• _Excerpted data_
»»
PR #5053, opened 2023-03-02
AP-3864: Enable multiple opponents

colinbruce:
## What

[Link to story](https://dsdmoj.atlassian.net/browse/AP-3864)

This PR updates the application -> opponent relationship from has_one to has_many
It then implements the `has-another` pattern for the application merits task opponents' name page

This required a re-write of the ccms/xml matchers to allow multiple values to be matched.  
Currently these only work in to assure all values are present, not their sequence, this may cause an issue in future with boolean values if they are dissimilar. e.g. expecting `[true, false]` it will ensure that one of each is present, but not necessarily that they are assigned to the expected linked blocks

Future work will expand the opponent to allow differentiation between individuals and organisations 

## Checklist

### DIFF
--- a/app/helpers/task_list_helper.rb
+++ b/app/helpers/task_list_helper.rb
@@ -18,7 +18,7 @@ module TaskListHelper
 private
 
   def _task_url(name, legal_aid_application, status)
-    url = if application_has_no_involved_children?(legal_aid_application) && name.eql?(:children_application)
+    url = if display_new_page?(legal_aid_application, name)
             "new_providers_legal_aid_application_#{url_fragment(name)}_path".to_sym
           else
             "providers_legal_aid_application_#{new_url_fragment(name, status, legal_aid_application)}_path".to_sym
@@ -28,6 +28,10 @@ private
 
   def application_has_no_involved_children?(legal_aid_application)
     legal_aid_application.involved_children.empty?
+  end
+
+  def application_has_no_opponents?(legal_aid_application)
+    legal_aid_application.opponents.empty?
   end
 
   def proceeding_task_url(name, application, ccms_code)
@@ -42,6 +46,7 @@ private
 
   def new_url_fragment(name, status, application)
     name = "has_other_involved_children" if name.eql?(:children_application) && (status.eql?(:complete) || application.involved_children.any?)
+    name = "has_other_opponent" if name.eql?(:opponent_name) && (status.eql?(:complete) || application.opponents.any?)
     I18n.t("providers.merits_task_lists.task_list_item.urls.#{name}")
   end
 
@@ -50,5 +55,22 @@ private
 
     proceeding = application.proceedings.find_by(ccms_code:)
     proceeding.id
+  end
+
+  def display_new_page?(legal_aid_application, task_name)
+    return false unless %i[children_application opponent_name].include?(task_name)
+
+    [
+      starting_children_application_for_first_time?(legal_aid_application, task_name),
+      starting_opponents_name_for_first_time?(legal_aid_application, task_name),
+    ].any?(true)
+  end
+
+  def starting_children_application_for_first_time?(legal_aid_application, task_name)
+    task_name.eql?(:children_application) && application_has_no_involved_children?(legal_aid_application)
+  end
+
+  def starting_opponents_name_for_first_time?(legal_aid_application, task_name)
+    task_name.eql?(:opponent_name) && application_has_no_opponents?(legal_aid_application)
   end
 end
--- a/app/services/ccms/requestors/case_add_requestor.rb
+++ b/app/services/ccms/requestors/case_add_requestor.rb
@@ -123,7 +123,9 @@ module CCMS
       end
 
       def generate_other_parties(xml)
-        generate_opponent(xml, @legal_aid_application.opponents.first)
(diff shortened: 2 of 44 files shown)


app/helpers/task_list_helper.rb
```diff
@@ -18,7 +18,8 @@ def task_list_includes?(legal_aid_application, task_name)
 private
 
   def _task_url(name, legal_aid_application, status)
-    url = if application_has_no_involved_children?(legal_aid_application) && name.eql?(:children_application)
+    url = if (application_has_no_involved_children?(legal_aid_application) && name.eql?(:children_application)) ||
+        (application_has_no_opponents?(legal_aid_application) && name.eql?(:opponent_name))
```
naseberry, line 22: Complexity: I know our domain is complicated and this feels complex, is it be possible to make this less complex?

app/services/ccms/requestors/case_add_requestor.rb
```diff
@@ -291,7 +291,8 @@ def generate_opponent_other_parties_means_instance(xml, other_party, config)
       end
 
       def other_parties
-        [opponent] + involved_children
+        # [opponent] + involved_children
```
naseberry, line 296: Comment: Do we need to keep this comment?

app/services/ccms/requestors/case_add_requestor.rb
```diff
@@ -123,7 +123,7 @@ def generate_case_docs(xml)
       end
 
       def generate_other_parties(xml)
-        generate_opponent(xml, @legal_aid_application.opponent)
+        generate_opponent(xml, @legal_aid_application.opponents.first)
```
naseberry: With limited knowledge of the payload, i may be talking squat, but as there can be multiple opponents, should this be an array?

naseberry (commented):
I would require a second review from a ruby-ist.

PS - loving the GoT references in specs.

app/services/ccms/requestors/case_add_requestor.rb
colinbruce: This looks like a rebase issue to me - I am going to return the PR to draft for now and address all of your -very valid- points!

colinbruce: Yeah, a later commit had resolved this 😕 
Not sure how this was in the review state 😖

app/helpers/task_list_helper.rb
colinbruce: Have a look at the latest version @naseberry - happy to discuss

spec/requests/providers/application_merits_task/opponents_names_controller_spec.rb
```diff
@@ -8,50 +8,70 @@ module ApplicationMeritsTask
...
+            login_provider
+            get_existing_opponent
+          end
+
+          it "returns success" do
             expect(response).to have_http_status(:ok)
           end
 
-          it "displays opponent data" do
+          it "displays child details" do
```
kmahern, line 53: Is this description correct? Should it be "displays opponent details"

app/services/flow/flows/provider_merits.rb
```diff
@@ -60,10 +60,40 @@ class ProviderMerits < FlowSteps
           check_answers: :check_merits_answers,
         },
         opponents_names: {
-          path: ->(application) { urls.providers_legal_aid_application_opponents_name_path(application) },
-          forward: ->(application) { Flow::MeritsLoop.forward_flow(application, :application) },
+          path: ->(application) { urls.new_providers_legal_aid_application_opponents_name_path(application) },
+          forward: :has_other_opponents, # ->(application) { Flow::MeritsLoop.forward_flow(application, :application) },
```
kmahern, line 64: can the comment be removed?

spec/services/ccms/requestors/case_add_requestor_spec.rb
```diff
@@ -205,6 +206,21 @@ module Requestors
...
+          let(:opponent_two) { create(:opponent, first_name: "Sansa", last_name: "Opponent-Test") }
+          let(:opponents) { [opponent_one, opponent_two] }
+
+          before do
+            allow(opponent_one).to receive(:generate_ccms_opponent_id).and_return("123456")
+            allow(opponent_two).to receive(:generate_ccms_opponent_id).and_return("654321")
+          end
+
+          it "generates expected xml with multiple opponents" do
+            expect(expected_xml).to match(/Sansa Opponent-Test/)
```
kmahern, line 221: Is this correct? (that only the Sansa Opponent-Test is included  in the xml and not Joffrey Test-Opponent)? Could the description be clearer? (e.g. it "generates expected xml with first opponent")

colinbruce: Good catch, it was my initial test that the _new_ value was at least found.  Extended to ensure it matches both :+1:

colinbruce:
> I would require a second review from a ruby-ist.
> 
> PS - loving the GoT references in specs.

There were there to start, I just extended them! 😀

naseberry (approved):
lgtm

I would have preferred new views to use the govuk-components view helpers, however, we have tickets in the backlog to action this.

PR #1113, opened 2022-06-24
Sf win ci

sergeyfilyanin:
just test


ark0f:
> error LNK2019: unresolved external symbol gr_exit referenced in function

It seems this error occurs because linker requires every symbol to be resolved on Windows when resolution is lazy on UNIX (correct me if I'm wrong).

Create `.cargo/config.toml` in user's directory to fix errors:
```toml
[target.x86_64-pc-windows-msvc]
rustflags = ["-Clink-arg=/FORCE:UNRESOLVED"]
```

PR #1117, opened 2022-06-26
Change program upload logic in `gtest`

### LINKED ISSUE #1096: Change program upload logic in `gtest`

ark0f:
Resolves #1096.

Also refactor `wasm-proc`


gtest/src/manager.rs
```diff
@@ -119,14 +127,18 @@ impl Actor {
 
 #[derive(Debug)]
 pub(crate) enum Program {
-    Genuine(CoreProgram, BTreeMap<PageNumber, PageBuf>),
+    Genuine(CoreProgram, CodeId, BTreeMap<PageNumber, PageBuf>),
```
gshep, line 130: Maybe it's worth to make it struct variant?

gshep (approved):
Good job! :gear:

gtest/src/manager.rs
```diff
@@ -67,7 +67,7 @@ impl Actor {
             let mut prog = maybe_prog
                 .take()
                 .expect("actor storage contains only `Some` values by contract");
-            if let Program::Genuine(p, _) = &mut prog {
+            if let Program::Genuine(p, _, _) = &mut prog {
```
shamilsan, line 70: We can condense wildcards (https://rust-lang.github.io/rustfmt/?version=master&search=condense_wildcard_suffixes#condense_wildcard_suffixes)
```suggestion
            if let Program::Genuine(p, ..) = &mut prog {
```

utils/wasm-proc/src/lib.rs
```diff
@@ -0,0 +1,129 @@
...
+    pub fn metadata(&mut self) -> Result<Vec<u8>, Box<dyn std::error::Error>> {
+        log::debug!(
+            "*** Processing metadata optimization: {}",
+            self.file.display()
+        );
+
+        let mut metadata_module = self.module.clone();
+        let metadata_file_name = self.metadata_file_name();
+
+        pwasm_utils::optimize(
```
shamilsan, line 101: We do the same in `gear-wasm-builder`: https://github.com/gear-tech/gear/blob/master/utils/wasm-builder/src/wasm_project.rs#L233

Better to share code too.

utils/wasm-proc/cli/Cargo.toml
```diff
@@ -0,0 +1,18 @@
+[package]
+name = "wasm-proc-cli"
+version = "0.1.0"
+edition = "2021"
+
+# See more keys and their definitions at https://doc.rust-lang.org/cargo/reference/manifest.html
```
shamilsan, line 6:
```suggestion
```

gtest/src/manager.rs
```diff
@@ -146,6 +173,7 @@ pub(crate) struct ExtManager {
     // State
     pub(crate) actors: BTreeMap<ProgramId, (Actor, Balance)>,
     pub(crate) codes: BTreeMap<CodeId, Vec<u8>>,
```
breathx, line 175: this might be renamed or some comments left, that actual `codes` is exactly `opt_binaries`

gtest/src/program.rs
```diff
@@ -207,16 +210,95 @@ impl<'a> Program<'a> {
...
             .clean();
 
-        let program_id = id.clone().into().0;
+        let filename = path.file_name().and_then(OsStr::to_str).unwrap_or_default();
+        assert!(
+            !filename.ends_with(".meta.wasm"),
+            "Cannot load `.meta.wasm` file without `.opt.wasm` one. \
+            Use Program::from_opt_and_meta() instead"
+        );
+        let is_opt = filename.ends_with(".opt.wasm");
```
breathx, line 219: what if I pass path not to .wasm file?

gtest/src/wasm_executor.rs
```diff
@@ -40,7 +41,8 @@ impl WasmExecutor {
         let engine = Engine::new(&config).expect("Failed to create engine");
         let mut store = Store::<StoreData<Ext>>::new(&engine, store_data);
 
-        let module = Module::new(&engine, program.code().code()).expect("Failed to create module");
+        let code = meta_binary.unwrap_or_else(|| program.code().code());
```
breathx, line 44: program's code won't contains any other fns except init, handle, handle_reply, so any calls in gtest should be done over meta wasm only.
We can throw only meta_wasm (wout program itself) and panic if it's none

utils/wasm-proc/src/main.rs
```diff
@@ -170,18 +74,22 @@ fn main() -> Result<(), Box<dyn std::error::Error>> {
...
+            let code = optimizer.optimize()?;
+            let path = optimizer.optimized_file_name();
+            fs::write(path, code)?;
         }
+
         if !skip_meta {
-            optimize_meta(file, module.clone())?;
+            let code = optimizer.metadata()?;
+            let path = optimizer.metadata_file_name();
+            fs::write(path, code)?;
```
breathx, line 92: seems optimiser doesn't store changes inside of it.
so lines 89..92 won't contain changes applied in line 84, isn't it?

gtest/src/wasm_executor.rs
ark0f: Nice catch!

shamilsan (approved):

gtest/src/program.rs
ark0f: Do you want I just assert file extension?

breathx: yeah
««
• _Exercise description_
Please find each line in the records above that holds the word "master", and copy it.

• _Reply to the task_
shamilsan, line 70: We can condense wildcards (https://rust-lang.github.io/rustfmt/?version=master&search=condense_wildcard_suffixes#condense_wildcard_suffixes)
shamilsan, line 101: We do the same in `gear-wasm-builder`: https://github.com/gear-tech/gear/blob/master/utils/wasm-builder/src/wasm_project.rs#L233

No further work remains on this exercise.